On a report about a potential British Day, Peter Goldsmith, Baron Goldsmith said:
"There were undoubtedly issues raised about how a national day would be received in Scotland, Wales or Northern Ireland. But the important point to stress in this regard is that there ought to be nothing in the framework of the national day to prevent particular areas from creating events that celebrate other shared identities alongside our bond of shared citizenship. People have multiple identities and it would be false for events organised for a national day not to be responsive to that."
David Cameron, as Leader of the Opposition, criticised it as a gimmick in response to the 2006 Queen's Speech.

In Wales, the proposed British Day has been criticised by Plaid Cymru and others. There have been repeated calls for St David's Day, the feast day of the patron saint of Wales, to be made a bank holiday. One poll found this idea to have the support of 87% of the Welsh public, and in the National Assembly for Wales all 60 members, representing Labour, Plaid Cymru, the Liberal Democrats and the Conservatives, voted unanimously for it to be declared so.

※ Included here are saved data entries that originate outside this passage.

Issue #416, opened 2019-12-29
Add link to password reset on Runbox 7 log in page


davidbowdley:
Add link to password reset on Runbox 7 log in page. 

https://runbox.com/pw_reset

davidbowdley:
I think this trivial change should be implemented as soon as possible in order to help customers who are unable to log in due to a lost password.

gtandersen:
The link can be added to the error message displayed when the username/password combination is wrong.

gtandersen:
See also #525.

Issue #525, opened 2020-04-14
Migrate password reset form to Runbox 7


gtandersen:
The password reset form is currently only available in Runbox 6 (https://runbox.com/pw_reset) and should be available in Runbox 7 as well.

PR #596, opened 2020-05-20
feat(login): Add password reset link to login window

kvviecien:
When user gets an error while logging in, e.g. when putting in incorrect credentials, link to password reset page appears on the bottom.

Issue: #416
---
Also changed the position and styling of the error message and and the checkboxes. Looks simpler, more modern. Screenshots below:

runbox_old 
runbox_new


kvviecien:
I followed the suggestion of @gtandersen from Issue #416 about showing the link only when the username/password combination is wrong. But I thought maybe it would be better if the link was visible all the time? 

And I am so sorry, I just noticed @hernan604 was already assigned to it. Issue #525 looked very pleasing to me and I thought I would make some steps towards it, not looking at the assignees...

src/app/login/login.component.ts
```diff
@@ -135,7 +135,8 @@ export class LoginComponent implements OnInit {
         if (loginresonseobj.user_status > 0 && loginresonseobj.user_status < 5 && loginresonseobj.error) {
             this.accountExpired = true;
         } else {
-            this.login_error_html = '<p>' + loginresonseobj.message + ': ' + (loginresonseobj.error || 'error') + '</p>';
+            this.login_error_html = '<p>' + (loginresonseobj.error || 'Error occurred') + '</p>';
+            console.log(loginresonseobj);
```
tadzik, line 139: Leftover debugging code? :)

kvviecien: Thanks. Got rid of it :)

gtandersen:
Nice work @kvviecien (and I'm sure @hernan604 doesn't mind :).

I suggest only showing the link when the login fails as it takes up another line of vertical space, so the login box gets somewhat cramped depending on the window size.

kvviecien:
Thanks! It's good to go then :)

Issue #456, opened 2020-02-04
Sorting order change instead of opening an email


kotecky:
When the very bottom of a message list is clicked (the last visible message on page), the sorting order is change instead of opening the email. (FF under Win10)

PR #597, opened 2020-05-20
fix(canvastable): Make it possible to open email from the bottom

kvviecien:
The footer overlapped with message on the bottom, but wasn't visible.
Clicking on it resulted in reordering emails (just like you would click
on the corresponding header).
The footer has now 0 height, so it's not possible to click on it
anymore.

Fixes: #456


gtandersen:
Good catch!

PR #598, opened 2020-05-21
test(e2e): Skip the welcome dialog in compose tests

tadzik:
Also adds a delay to tests that need the mailviewer ready


tadzik:
#599 will hopefully do this, but better.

The UK government rejected the proposal on the grounds that it was not practical to introduce an additional public holiday. On 3 June 2008, the Deputy Leader of Plaid Cymru in the National Assembly for Wales, Alun Ffred Jones AM, said about the proposed British Day:

"This goes to prove how out of touch Labour is in Westminster. It's just another stunt to try and push Gordon Brown's agenda to make us all feel British instead of Welsh, Scottish, English or Northern Irish. While we don’t even have a bank holiday on our recognised national day in Wales, this London Labour government wants us to celebrate a special day that's being created to support their political goals. It would be far more constructive for the Westminster government to support Plaid Cymru's call for a national holiday on St David's day – a national celebration that is already widely observed across the country."

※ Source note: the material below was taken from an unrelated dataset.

Issue #238, opened 2019-08-15
folder buttons should be links


kotecky:
When composing a message I often open the original message or a loosely related message in one window and composing the reply or new message in another window, side by side with the first one. Or I have two mail tabs open, for a number of other reasons.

This contrasts with other parts of the United Kingdom. St Patrick's Day has been a bank holiday in Northern Ireland since the enactment of the Bank Holiday (Ireland) Act 1903, and in 2007 the Scottish Parliament – which has greater devolved powers than the Senedd – passed the St Andrew's Day Bank Holiday (Scotland) Act 2007 which made St Andrew's Day a bank holiday in Scotland. Bank holidays in the United Kingdom do not entitle workers to a statutory holiday or extra pay on these days.

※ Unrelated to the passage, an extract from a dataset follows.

Issue #441, opened 2020-01-24
Message list doesn't change format when column changes size on mobile devices


davidbowdley:
On an iPad (haven't tried other mobile devices) the message list does not change format when its  column is made narrower.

==British Day in Germany==
A British Day has been held in Hamburg in Germany for many years ("British Day" 1991–2010, "British Flair" since 2011) with a full Proms with Union Flag waving, "Land of Hope and Glory" and "God Save the King", on 5 and 6 September 2009. The observance of British Day in Hamburg being in Germany goes back to the time of the House of Hanover of the 18th century, when a Hanoverian branch of the British royal family had the British crown.

Karlsruhe city hall hoists the flag of EU member countries on their national day. The UK flag was hoisted on 21 April, the actual birthday of Queen Elizabeth II.